Task to carry out: Would you copy only the lines below, beginning with the one that contains "Yes, my understanding" and running through the last entry line?

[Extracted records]
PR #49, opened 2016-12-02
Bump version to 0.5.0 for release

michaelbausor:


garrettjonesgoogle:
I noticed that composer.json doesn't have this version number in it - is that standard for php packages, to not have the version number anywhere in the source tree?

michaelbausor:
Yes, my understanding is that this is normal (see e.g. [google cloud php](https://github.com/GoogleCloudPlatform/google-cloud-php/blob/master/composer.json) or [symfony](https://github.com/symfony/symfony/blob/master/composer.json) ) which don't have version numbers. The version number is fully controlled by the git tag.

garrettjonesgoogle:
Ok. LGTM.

Answer area:
Yes, my understanding is that this is normal (see e.g. [google cloud php](https://github.com/GoogleCloudPlatform/google-cloud-php/blob/master/composer.json) or [symfony](https://github.com/symfony/symfony/blob/master/composer.json) ) which don't have version numbers. The version number is fully controlled by the git tag.

garrettjonesgoogle:
Ok. LGTM.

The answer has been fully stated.